WORK INSTRUCTIONS » Once you find the line with "This simple features" in the entries below, return exactly every line from it through the line with "a store variable.".

BEGIN INFORMATION SUPPLIED

Issue #11639, opened 2022-03-04
[Feature]-[5000]:Clear store values


rohan-arthur:
### Is there an existing issue for this?

- [X] I have searched the existing issues

### Summary

As an app developer, I can already:
1.  [store and retrieve](https://docs.appsmith.com/framework-reference/store-value) values across the application.
2. update the value of store variables

As an enhancement, I would like to remove("clear" or "reset") the keys from the store. 
There are two aspects to this:
**Clear entire store**
_I should be able to remove all store variables to initial by calling a function like **appsmith.store.clearAll()**_

**Clear single variable**
_I should be able to remove a specified variable by calling a function like **appsmith.store.clear(<<varName>>)**_

### Why should this be worked on?

This simple features rounds off the storing of global variables, by allowing a mechanism to clear or reset them. Users have asked for this feature several times on our support channel.

**TestPlan**

- [ ] https://github.com/appsmithorg/TestSmith/issues/2083
- [ ] https://github.com/appsmithorg/TestSmith/issues/2084

**Note**
The syntax for functions _clear_ and _clearAll_ is only for illustration, let us find the most effective way to present these functions.

rohan-arthur:
Related: #7827

Nikhil-Nandagopal:
@rohan-arthur should the function be at a global level to be consistent with storeValue? Otherwise, I feel this function signature is going to be confusing to users. Or we introduce storeValue underneath appsmith.store as well and deprecate it at the global level

rohan-arthur:
From [here](https://www.notion.so/appsmith/Simplify-the-experience-of-using-the-appsmith-store-630f9b63f0264b6b9e751dcd63a3f024#2cd9041f76bb4e4db555c071d48ccca0)

- [x ]  Appsmith users can use `storeValue(key: string, value: any)`  to create a store variable and assign any value to it using this function.
- [x ]  Appsmith users can use `storeValue("userID", undefined)`  to reset the value of a store variable.
- [ ] Appsmith users can use `clearValue('keyName')` to delete a store variable from the memory.
- [x ] Appsmith users can use `{{ appsmith.store.key }}` to reference/bind the store variable inside the application.

rohan-arthur:
## Stats
| Stat | Values |
| ------------- | ------------- |
| Reach     | 5000 |
| Effort (months)  | <<number>> |

satbir121:
[...]

PR #17568, opened 2022-10-14
feat: Clear store values

gitstart:
## Description

At the moment developer can add to store & update store

This Implementation is to allow developer
 - Clear all store value
 - Clear specifics value from store

Fixes https://github.com/appsmithorg/appsmith/issues/11639

## Type of change


rimildeyjsr (approved):

ramsaptami:
LGTM, can be merged to release

rimildeyjsr (approved):

rohan-arthur:
@rimildeyjsr can you share an example usage for both the new functions? Can they be used directly or with `appsmith.` accessor? 
If usage is direct, then `removeValue` may need a better naming, because every other function that is to do with the store has the word `store` used somewhere, and this would be the only exception. cc @bharath31

PR #17585, opened 2022-10-16
feat: ce tenant permissions

berzerkeer:
## Description

CE integrated with tenant permissions.

## Type of change


app/client/src/pages/Applications/index.tsx
```diff
@@ -397,6 +398,11 @@ function LeftPane() {
     userWorkspaces = loadingUserWorkspaces as any;
   }
 
+  const tenantPermissions = useSelector(getTenantPermissions);
+  const canCreateWorkspace = isPermitted(tenantPermissions, [
+    PERMISSION_TYPE.CREATE_WORKSPACES,
```
ankitakinger, line 403: why is the second parameter an array?

berzerkeer: Oh yeah, it doesn't need to be. Will change it.

berzerkeer: done

ankitakinger (approved):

END INFORMATION SUPPLIED

RESPONSE BOX »
This simple features rounds off the storing of global variables, by allowing a mechanism to clear or reset them. Users have asked for this feature several times on our support channel.

**TestPlan**

- [ ] https://github.com/appsmithorg/TestSmith/issues/2083
- [ ] https://github.com/appsmithorg/TestSmith/issues/2084

**Note**
The syntax for functions _clear_ and _clearAll_ is only for illustration, let us find the most effective way to present these functions.

rohan-arthur:
Related: #7827

Nikhil-Nandagopal:
@rohan-arthur should the function be at a global level to be consistent with storeValue? Otherwise, I feel this function signature is going to be confusing to users. Or we introduce storeValue underneath appsmith.store as well and deprecate it at the global level

rohan-arthur:
From [here](https://www.notion.so/appsmith/Simplify-the-experience-of-using-the-appsmith-store-630f9b63f0264b6b9e751dcd63a3f024#2cd9041f76bb4e4db555c071d48ccca0)

- [x ]  Appsmith users can use `storeValue(key: string, value: any)`  to create a store variable and assign any value to it using this function.
- [x ]  Appsmith users can use `storeValue("userID", undefined)`  to reset the value of a store variable.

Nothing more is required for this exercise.